→ **Work task**:
Reproduce only what lies between the first line of the material below and the line containing "4. Observe no", with both of those lines included and every line kept exact.

[Opening Task material section]

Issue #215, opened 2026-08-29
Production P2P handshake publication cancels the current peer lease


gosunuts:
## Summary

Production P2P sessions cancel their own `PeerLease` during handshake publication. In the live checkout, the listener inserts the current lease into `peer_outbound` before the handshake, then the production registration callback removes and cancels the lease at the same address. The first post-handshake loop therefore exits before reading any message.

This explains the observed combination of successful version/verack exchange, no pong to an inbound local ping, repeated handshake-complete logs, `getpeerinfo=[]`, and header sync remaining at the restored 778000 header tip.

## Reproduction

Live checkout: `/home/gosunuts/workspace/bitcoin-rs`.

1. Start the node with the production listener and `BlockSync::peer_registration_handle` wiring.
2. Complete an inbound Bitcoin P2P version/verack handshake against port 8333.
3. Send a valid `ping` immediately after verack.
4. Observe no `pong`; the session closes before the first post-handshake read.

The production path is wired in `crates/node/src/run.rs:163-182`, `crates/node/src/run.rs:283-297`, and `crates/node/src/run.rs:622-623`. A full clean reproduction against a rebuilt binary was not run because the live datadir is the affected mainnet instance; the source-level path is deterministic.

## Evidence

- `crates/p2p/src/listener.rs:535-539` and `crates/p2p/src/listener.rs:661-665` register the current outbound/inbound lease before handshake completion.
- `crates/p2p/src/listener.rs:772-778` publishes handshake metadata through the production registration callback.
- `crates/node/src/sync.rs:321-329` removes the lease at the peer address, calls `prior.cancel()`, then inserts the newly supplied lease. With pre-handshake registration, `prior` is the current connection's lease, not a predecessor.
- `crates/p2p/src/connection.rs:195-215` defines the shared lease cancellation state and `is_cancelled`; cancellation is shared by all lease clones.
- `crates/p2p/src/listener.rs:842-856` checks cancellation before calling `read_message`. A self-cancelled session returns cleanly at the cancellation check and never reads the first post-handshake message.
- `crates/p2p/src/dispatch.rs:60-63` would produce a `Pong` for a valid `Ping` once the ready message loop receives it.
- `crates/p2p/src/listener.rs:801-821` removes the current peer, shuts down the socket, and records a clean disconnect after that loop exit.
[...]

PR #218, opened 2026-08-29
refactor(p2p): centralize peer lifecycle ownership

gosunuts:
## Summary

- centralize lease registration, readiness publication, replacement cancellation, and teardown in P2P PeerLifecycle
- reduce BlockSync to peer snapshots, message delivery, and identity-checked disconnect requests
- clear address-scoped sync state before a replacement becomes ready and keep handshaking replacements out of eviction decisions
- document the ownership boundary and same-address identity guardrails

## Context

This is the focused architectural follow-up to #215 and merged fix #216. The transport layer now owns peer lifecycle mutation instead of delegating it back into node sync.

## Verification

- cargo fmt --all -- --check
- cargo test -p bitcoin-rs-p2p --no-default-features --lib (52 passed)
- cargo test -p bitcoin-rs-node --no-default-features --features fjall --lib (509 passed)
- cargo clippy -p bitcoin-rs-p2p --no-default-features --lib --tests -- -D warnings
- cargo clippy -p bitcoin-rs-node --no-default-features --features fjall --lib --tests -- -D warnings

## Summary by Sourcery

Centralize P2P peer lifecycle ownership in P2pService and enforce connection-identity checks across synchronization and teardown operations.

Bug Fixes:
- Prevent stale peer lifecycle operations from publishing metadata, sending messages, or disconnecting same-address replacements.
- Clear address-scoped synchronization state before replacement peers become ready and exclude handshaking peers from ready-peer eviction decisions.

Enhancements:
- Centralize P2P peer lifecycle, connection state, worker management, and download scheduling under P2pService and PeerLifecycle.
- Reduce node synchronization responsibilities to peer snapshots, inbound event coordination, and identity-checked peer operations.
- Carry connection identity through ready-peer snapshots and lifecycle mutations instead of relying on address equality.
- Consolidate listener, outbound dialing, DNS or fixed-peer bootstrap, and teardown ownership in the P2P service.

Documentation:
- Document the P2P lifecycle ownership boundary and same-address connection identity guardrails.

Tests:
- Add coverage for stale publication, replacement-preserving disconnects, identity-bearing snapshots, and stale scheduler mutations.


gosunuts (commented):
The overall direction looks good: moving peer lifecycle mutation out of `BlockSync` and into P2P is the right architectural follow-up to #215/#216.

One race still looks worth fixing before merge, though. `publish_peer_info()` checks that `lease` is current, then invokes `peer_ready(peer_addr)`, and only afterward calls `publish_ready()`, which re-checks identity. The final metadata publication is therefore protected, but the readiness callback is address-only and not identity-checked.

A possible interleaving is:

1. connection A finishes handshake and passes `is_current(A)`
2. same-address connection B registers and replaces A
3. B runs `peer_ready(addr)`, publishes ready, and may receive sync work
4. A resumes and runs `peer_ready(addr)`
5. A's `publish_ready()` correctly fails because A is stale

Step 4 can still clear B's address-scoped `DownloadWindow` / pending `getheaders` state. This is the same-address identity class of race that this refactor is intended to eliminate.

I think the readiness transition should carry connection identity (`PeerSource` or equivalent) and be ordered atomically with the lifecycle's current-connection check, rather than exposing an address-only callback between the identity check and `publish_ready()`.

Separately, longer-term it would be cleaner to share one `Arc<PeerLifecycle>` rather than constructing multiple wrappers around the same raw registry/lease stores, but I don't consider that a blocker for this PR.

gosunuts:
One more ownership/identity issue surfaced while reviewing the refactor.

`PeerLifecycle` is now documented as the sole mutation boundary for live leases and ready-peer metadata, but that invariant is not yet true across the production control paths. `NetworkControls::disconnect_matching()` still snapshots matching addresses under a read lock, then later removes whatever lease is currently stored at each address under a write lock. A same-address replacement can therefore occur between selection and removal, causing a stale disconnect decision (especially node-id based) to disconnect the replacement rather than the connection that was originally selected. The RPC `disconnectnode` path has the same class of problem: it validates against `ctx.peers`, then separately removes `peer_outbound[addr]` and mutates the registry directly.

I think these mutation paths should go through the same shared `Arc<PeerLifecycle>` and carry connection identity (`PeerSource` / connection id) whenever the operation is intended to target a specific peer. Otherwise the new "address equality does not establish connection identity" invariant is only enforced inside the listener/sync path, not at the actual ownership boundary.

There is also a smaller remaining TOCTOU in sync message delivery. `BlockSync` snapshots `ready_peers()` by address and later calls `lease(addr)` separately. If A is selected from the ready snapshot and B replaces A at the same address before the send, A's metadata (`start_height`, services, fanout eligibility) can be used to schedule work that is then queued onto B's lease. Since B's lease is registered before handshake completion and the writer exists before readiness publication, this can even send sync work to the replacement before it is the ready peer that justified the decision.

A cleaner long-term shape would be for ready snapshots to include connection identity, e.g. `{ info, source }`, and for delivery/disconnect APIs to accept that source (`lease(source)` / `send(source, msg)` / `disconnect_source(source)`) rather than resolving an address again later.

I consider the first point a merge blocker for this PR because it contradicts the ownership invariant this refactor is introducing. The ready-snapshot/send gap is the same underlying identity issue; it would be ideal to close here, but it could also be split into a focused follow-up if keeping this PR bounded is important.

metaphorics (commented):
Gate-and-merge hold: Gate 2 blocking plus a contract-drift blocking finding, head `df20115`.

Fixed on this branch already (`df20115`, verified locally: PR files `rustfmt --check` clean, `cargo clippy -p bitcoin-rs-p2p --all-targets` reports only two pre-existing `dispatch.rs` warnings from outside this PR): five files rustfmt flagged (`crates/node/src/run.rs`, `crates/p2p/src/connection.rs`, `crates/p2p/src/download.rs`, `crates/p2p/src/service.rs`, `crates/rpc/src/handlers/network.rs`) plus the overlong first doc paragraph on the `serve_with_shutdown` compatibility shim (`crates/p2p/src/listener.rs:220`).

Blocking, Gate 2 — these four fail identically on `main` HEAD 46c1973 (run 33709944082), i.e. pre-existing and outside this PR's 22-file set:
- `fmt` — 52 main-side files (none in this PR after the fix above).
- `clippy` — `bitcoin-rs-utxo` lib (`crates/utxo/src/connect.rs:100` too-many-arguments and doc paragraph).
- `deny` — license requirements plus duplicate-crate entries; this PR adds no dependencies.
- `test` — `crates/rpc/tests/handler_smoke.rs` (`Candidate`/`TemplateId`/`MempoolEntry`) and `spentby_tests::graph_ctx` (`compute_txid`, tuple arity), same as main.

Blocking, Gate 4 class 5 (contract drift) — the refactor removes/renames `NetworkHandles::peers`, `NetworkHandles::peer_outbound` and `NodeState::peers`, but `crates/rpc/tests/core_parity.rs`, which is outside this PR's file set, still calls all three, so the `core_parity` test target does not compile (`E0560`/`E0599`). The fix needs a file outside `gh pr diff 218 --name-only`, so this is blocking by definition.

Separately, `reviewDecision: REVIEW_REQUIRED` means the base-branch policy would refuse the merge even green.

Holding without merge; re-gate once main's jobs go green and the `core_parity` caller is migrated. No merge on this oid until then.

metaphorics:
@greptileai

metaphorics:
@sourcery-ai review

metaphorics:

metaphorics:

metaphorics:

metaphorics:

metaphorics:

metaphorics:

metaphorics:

[Closing Task material section]

→ **Response area**:
Issue #215, opened 2026-08-29
Production P2P handshake publication cancels the current peer lease


gosunuts:
## Summary

Production P2P sessions cancel their own `PeerLease` during handshake publication. In the live checkout, the listener inserts the current lease into `peer_outbound` before the handshake, then the production registration callback removes and cancels the lease at the same address. The first post-handshake loop therefore exits before reading any message.

This explains the observed combination of successful version/verack exchange, no pong to an inbound local ping, repeated handshake-complete logs, `getpeerinfo=[]`, and header sync remaining at the restored 778000 header tip.

## Reproduction

Live checkout: `/home/gosunuts/workspace/bitcoin-rs`.

1. Start the node with the production listener and `BlockSync::peer_registration_handle` wiring.
2. Complete an inbound Bitcoin P2P version/verack handshake against port 8333.
3. Send a valid `ping` immediately after verack.
4. Observe no `pong`; the session closes before the first post-handshake read.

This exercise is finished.